Application Framework Architecture#
The Zigbee Application Framework sits on top of the Zigbee stack, consumes the stack “handler” interfaces, and exposes its own more highly abstracted and application-specific interface to the developer.
One of the main features of the Zigbee Application Framework is its ability to separate user-created and Silicon Labs-created code. While Silicon Labs provides all the source code for the Zigbee Application Framework, user-created code should live outside the framework and should interact with the framework through the Zigbee Application Framework API exposed by the framework utilities and callbacks. The block diagram in the following figure shows a high-level overview of the Zigbee Application Framework architecture and how the two code bases are separated.
Each application has its own main.c which implements the main()
function and the main loop.
The Silicon Labs SDK is based on a component structure, where a component describes a software module (files, defines, and so on) with a well-defined function. The Zigbee Application Framework Common component included in app/framework/common consumes the Zigbee Stack handler interface and integrates the Zigbee Application Framework into the Zigbee EmberZNet PRO stack. This component provides a compile-time subscription mechanism for other Zigbee components. When a component subscribes to one of the stack handlers, a function call to the component callback is generated and will be invoked every time the stack handler is invoked. In addition, two main files are located in the app/framework/util directory, one (af-soc.c) for a System-on-Chip (SoC) and the other (af-host.c) for a host micro-processor paired with a Network Co-Processor (NCP) or Radio Co-Processor (RCP).

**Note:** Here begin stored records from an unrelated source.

Issue #9829, opened 2026-01-04
v0.20.3 -> v0.40.0 db init failed


xiaoyuaiheshui:
### Bug Description

╔════════════════════════════════════════════════════════════════════════════╗
║                              ⚠️  WARNING  ⚠️                                 ║
║                                                                            ║
║  MySQL support is DEPRECATED and will be removed in future.                ║
║  Please migrate to PostgreSQL.                                             ║
║                                                                            ║
╚════════════════════════════════════════════════════════════════════════════╝
2026-01-04T02:14:15.563919015+00:00 INFO openobserve: Starting OpenObserve v0.40.0
2026-01-04T02:14:15.563983356+00:00 INFO openobserve: System info: CPU cores 8, MEM total 7.45 GB, Disk total 97.87 GB, free 60.77 GB
2026-01-04T02:14:15.563992432+00:00 INFO openobserve: Caches info: Disk max size 30.38 GB, MEM max size 3.73 GB, Datafusion pool size: 12.50 GB
2026-01-04T02:14:15.572119708+00:00 INFO async_nats::connector: connected successfully server=4222 max_payload=1048576
2026-01-04T02:14:15.572207634+00:00 INFO async_nats: event: connected
2026-01-04T02:14:15.577016958+00:00 INFO openobserve::common::infra::cluster::nats: [COORDINATOR] initializing coordinator
2026-01-04T02:14:15.577029067+00:00 INFO infra::coordinator::events: [COORDINATOR::EVENTS] creating coordinator stream
2026-01-04T02:14:15.578074535+00:00 INFO infra::coordinator::events: [COORDINATOR::EVENTS] subscribing to coordinator topic with deliver policy: New
2026-01-04T02:14:15.578137992+00:00 INFO openobserve::common::infra::cluster: Start watching node_list
[...]

Issue #7029, opened 2025-06-04
Docker container reboots constantly after latest release


imro2:
### Which OpenObserve functionalities are the source of the bug?

Don't known / other

### Is this a regression?

Yes

### Description

My instance of openobserve updated automatically early this morning and since then the container is in constant reboot cycle. Logs show this:

```
thread '<unnamed>' panicked at src/main.rs:281:17:
infra sea_orm migrate failed: Custom Error: Migration file of version 'm20250107_160900_delete_bad_dashboards' is missing, this migration has been applied but its file is missing
Migration file of version 'm20241227_000100_populate_organizations_table' is missing, this migration has been applied but its file is missing
Migration file of version 'm20241227_000400_populate_users_table' is missing, this migration has been applied but its file is missing
Migration file of version 'm20241227_000001_create_organizations_table' is missing, this migration has been applied but its file is missing
Migration file of version 'm20241227_000200_create_users_table' is missing, this migration has been applied but its file is missing
Migration file of version 'm20241227_000300_create_org_users_table' is missing, this migration has been applied but its file is missing
Migration file of version 'm20250422_000001_add_alert_align_time' is missing, this migration has been applied but its file is missing
note: run with `RUST_BACKTRACE=1` environment variable to display a backtrace
Error: backend job init failed, exiting
```

### Please provide the exception or error you saw

```true

```

### Please provide the version you discovered this bug in (check about page for version information)

```true

```

imro2:
I noticed in the log that it was trying to upgrade from v0.0.1-dev to v0.14.6-rc7-pb10. Which I am assuming the former used to be the latest image and it got switched to the later. Or there was some other mishap that caused all of this. I switched to back to v0.0.1 and it is working again. It does not sound like this is the correct way to address it.

SeaweedbrainCY:
Same issue here. 
Add to roll back whole update. I came back on image aa2c5b4003db which is working just fine. 
Since the issue seems to be linked to DB migration, is there a specific migration we can launch manually ?

SeaweedbrainCY:
Indeed tag v0.0.1-dev is working. 
I'm very very confused about those version and tags. Is the latest tag a non-stable version ? 
Why v0.0.1-dev has been pushed under latest tag ? 
I don't really see the correlation between releases and those tags

hengfeiyang:
let's use `v0.15.0-rc1`

imro2:
[...]

PR #14129, opened 2026-09-02
fix(migration): refuse to start when the db schema is newer than the build

### LINKED ISSUE #11099: v0.70.2 fails to start with DB_SCHEMA_VERSION mismatch (expected 32, found 35) and missing applied migration files
### Bug Description

OpenObserve is failing to start after previously running with the `latest` image tag and then pinning the container to `public.ecr.aws/zinclabs/openobserve:v0.70.2`.

The container enters a restart loop and fails during DB initialisation. The key log lines are:

Starting OpenObserve v0.70.2
DB_SCHEMA_VERSION mismatch : expected 32, found 35; running db upgrade

This is then followed by:

db init failed: Custom Error: Migration file of version 'm20260310_000001_create_anomaly_detection_config_table' is missing, this migration has been applied but its file is missing
Migration file of version 'm20260227_000001_add_alert_creates_incident' is missing, this migration has been applied but its file is missing
Migration file of version 'm20260305_000001_create_trial_quota_usage_table' is missing, this migration has been applied but its file is missing
Migration file of version 'm20260121_00001_create_sourcemap_table' is missing, this migration has been applied but its file is missing
Migration file of version 'm20260317_000001_add_anomaly_detection_config_columns' is missing, this migration has been applied but its file is missing
Migration file of version 'm20260310_000002_create_anomaly_detection_models_table' is missing, this migration has been applied but its file is missing

The persistent data directory is mounted from `/opt/docker/openobserve/data:/data`.

Within that directory, the metadata database exists at:
`/opt/docker/openobserve/data/db/metadata.sqlite`

Relevant files present on disk:
- /opt/docker/openobserve/data/db/metadata.sqlite
- /opt/docker/openobserve/data/db/metadata.sqlite-shm
- /opt/docker/openobserve/data/db/metadata.sqlite-wal

The data directory structure is:
- /opt/docker/openobserve/data/cache
- /opt/docker/openobserve/data/db
- /opt/docker/openobserve/data/mmdb
- /opt/docker/openobserve/data/stream
- /opt/docker/openobserve/data/tmp
- /opt/docker/openobserve/data/wal

I originally had the image set to:
`public.ecr.aws/zinclabs/openobserve:latest`

I then changed it to:
`public.ecr.aws/zinclabs/openobserve:v0.70.2`

However, on this host both `latest` and `v0.70.2` resolve to the same local digest:
`sha256:35d2b390321589d88321b421c18117a9df4720f4db3d5c7133976ef09dc25089`

So at the moment I cannot tell whether:
1. the metadata DB was upgraded earlier by another image that is no longer present locally, or
2. the currently published v0.70.2 image is unable to start correctly against a DB at schema version 35.

I would like to preserve the existing metadata rather than recreating the metadata database from scratch.

### Priority

P1 - High

### Severity

Blocker

### Related Story/Issue

Possibly related to #7029, but this appears to involve newer migrations from 2026.

### Is this a regression?

Yes

1. Run OpenObserve in Docker using:
   `public.ecr.aws/zinclabs/openobserve:latest`
2. Persist data with:
   `/opt/docker/openobserve/data:/data`
3. After the issue occurs, pin the image to:
   `public.ecr.aws/zinclabs/openobserve:v0.70.2`
4. Start the container again
5. Observe startup failure and restart loop
6. Logs show:
   - `DB_SCHEMA_VERSION mismatch : expected 32, found 35`
   - missing migration file errors for migrations that are already marked as applied

### Environment Details

```yaml
Version: v0.70.2
Deployment: Docker
Image: public.ecr.aws/zinclabs/openobserve:v0.70.2
Previous image setting: public.ecr.aws/zinclabs/openobserve:latest
Current local image digest for both `latest` and `v0.70.2`:
sha256:35d2b390321589d88321b421c18117a9df4720f4db3d5c7133976ef09dc25089
Host OS: Ubuntu VM on Proxmox
Timezone: Europe/London
```

- [ ] Login
- [ ] Landing Page
- [x] Logs
- [ ] Dashboards
- [ ] Streams
- [ ] Functions
- [ ] Ingestion
- [ ] Alerts
- [ ] Pipelines
- [ ] Metrics
- [ ] Traces
- [ ] Reports
- [ ] Data Sources
- [ ] IAM
- [x] Management
- [ ] Cosmetic
- [ ] Not Known / Other

ameyypawar:
Fixes #11099

### The failure

`init_db` compared the stored schema version against the build's for equality only:

```rust
if db_schema_version == DB_SCHEMA_VERSION { ... return Ok(()); }
// any other value, higher or lower, falls through to "running db upgrade"
```

So a database written by a *newer* OpenObserve takes the upgrade path. The migrator only moves forward — it finds migrations recorded as applied whose files this build doesn't carry, and dies with:

```
DB_SCHEMA_VERSION mismatch : expected 32, found 35; running db upgrade
db init failed: Custom Error: Migration file of version
'm20260310_000001_create_anomaly_detection_config_table' is missing,
this migration has been applied but its file is missing
```

Nothing there tells an operator that they are running an older build against a newer database.

Operators reach this by running the `latest` tag, which upgrades the schema, then pinning back to an older image. It has come up three times — #7029, a downgrade thread on #9829, and #11099, where five people hit the same restart loop. Each was answered by pointing at a newer release rather than by making the failure legible, and users had begun hand-editing the stored version, which only desynchronises the number from the schema it describes.

### The change

A three-way decision instead of two: equal → skip, newer → refuse, older → upgrade. This mirrors the existing guard a few lines above, which also refuses rather than guessing when the version can't be read.

Placement matters. It runs before `dist_lock` and `db_init`, so nothing is attempted against a database this build cannot migrate. It also sits ahead of `set_db_schema_version`, which writes this build's constant unconditionally — a migration that did somehow succeed would have recorded `32` over a schema that is really `35`.

The message names both versions, says the schema cannot be downgraded, points at the version they came from, and warns against the hand-edit.

### Scope

**Downgrading stays unsupported** — this doesn't try to enable it. It replaces an unreadable failure with an actionable one, which is what the existing guidance on those issues already said.

Two things worth a maintainer's eye:

- **No rolling-upgrade regression.** `init_db` isn't role-gated, so old nodes restarting mid-upgrade do reach this. They already hard-fail there today via the missing-migration error; this makes the death immediate and legible. I checked all 14 consecutive bumps (63→78) and every one shipped at least one migration file, so "version bumped without migrations", where an old build might have started by luck, does not occur in practice.
- `o2 upgrade-db` / `init-db` now also fail fast against a newer database, rather than attempting the migration.

### Testing

Three unit tests on the comparison: fresh install and older versions pass, equal passes, and rejection starts exactly one version above the build. They take the build version as an argument rather than reading `DB_SCHEMA_VERSION`, so they don't rot on the next bump.

`cargo fmt --all -- --check` clean; `cargo clippy --workspace --all-targets` with the CI flags exits 0.

### DIFF
--- a/src/migration/mod.rs
+++ b/src/migration/mod.rs
@@ -66,6 +66,7 @@ pub async fn init_db() -> std::result::Result<(), anyhow::Error> {
         log::info!("DB_SCHEMA_VERSION match, skipping db upgrade");
         return Ok(());
     }
+    check_schema_not_newer(db_schema_version, DB_SCHEMA_VERSION)?;
     log::info!(
         "DB_SCHEMA_VERSION mismatch : expected {}, found {db_schema_version}; running db upgrade",
         DB_SCHEMA_VERSION
@@ -105,4 +106,45 @@ pub async fn init_db() -> std::result::Result<(), anyhow::Error> {
     log::info!("DB upgrade completed to version {}", DB_SCHEMA_VERSION);
 
     Ok(())
+}
+
+/// The migrator only moves forward: a newer database carries migrations this build lacks.
+fn check_schema_not_newer(db_version: u64, build_version: u64) -> Result<(), anyhow::Error> {
+    if db_version <= build_version {
+        return Ok(());
+    }
+    Err(anyhow::anyhow!(
+        "db schema version {db_version} is newer than the {build_version} this build supports: \
+         the database has already been through a newer OpenObserve and its schema cannot be \
+         downgraded. Go back to the version you were running before, or restore a backup taken \
+         from before that upgrade. Do not edit the stored version by hand: the schema itself is \
+         still {db_version}, so lowering the number only hides the mismatch."
+    ))
+}
+
+#[cfg(test)]
+mod tests {
+    use super::*;
+
+    #[test]
+    fn matching_and_older_schemas_are_upgradable() {
+        assert!(check_schema_not_newer(0, 78).is_ok(), "fresh install");
+        assert!(check_schema_not_newer(77, 78).is_ok(), "one behind");
+        assert!(check_schema_not_newer(78, 78).is_ok(), "same version");
+    }
+
+    #[test]
+    fn newer_schema_is_rejected_with_both_versions_named() {
+        let err = check_schema_not_newer(35, 32)
+            .expect_err("a database newer than the build must not be migrated")
+            .to_string();
+        assert!(err.contains("35") && err.contains("32"), "got: {err}");
+        assert!(err.contains("cannot be"), "got: {err}");
+    }
+
+    #[test]
+    fn rejection_starts_one_version_above_the_build() {
+        assert!(check_schema_not_newer(78, 78).is_ok());
+        assert!(check_schema_not_newer(79, 78).is_err());
+    }
 }


hengfeiyang:
Thanks for the write-up — the diagnosis is accurate, and putting the check ahead of `dist_lock` and `set_db_schema_version` is the right instinct.

We're going to pass on this one, because it settles a policy question in the opposite direction from where we want to end up: **we do want an older build to be able to start against a newer database.** Running an earlier version is something we'd like to support, not something to refuse deliberately.

#11099 is actually good evidence for that. Two people in that thread got an older build running against the newer schema once the version bookkeeping stopped blocking them — the schema changes were additive, so the older build simply ignored the tables and columns it did not know about. The startup failure is not the database being unusable; it is the migrator declining to proceed when it finds applied migrations whose files this build does not carry.

So the direction we want is the opposite one: let an older build tolerate applied migrations it does not recognise, and keep starting. Turning today's confusing failure into a deliberate, permanent refusal would close off that path, and the new message would also tell operators the database is beyond recovery when in practice it was not.

Closing this — but the analysis in the description is genuinely useful, and thank you for taking the time to trace it properly.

For example, the sample application projects subscribe to the sl_zigbee_incoming_message_handler()
stack handler and pass all incoming messages off to the Zigbee Application Framework for command processing. Once incoming messages are processed, they are passed off to the appropriate cluster for handling.
The application can choose to implement any of the public Application Framework level stack callbacks by simply declaring such callbacks in the application code. Every sample application included in the Silicon Labs SDK Suite implements a subset of callbacks in the application-specific app.c file. Application Framework-level stack callbacks are documented in the Zigbee Application Framework API reference.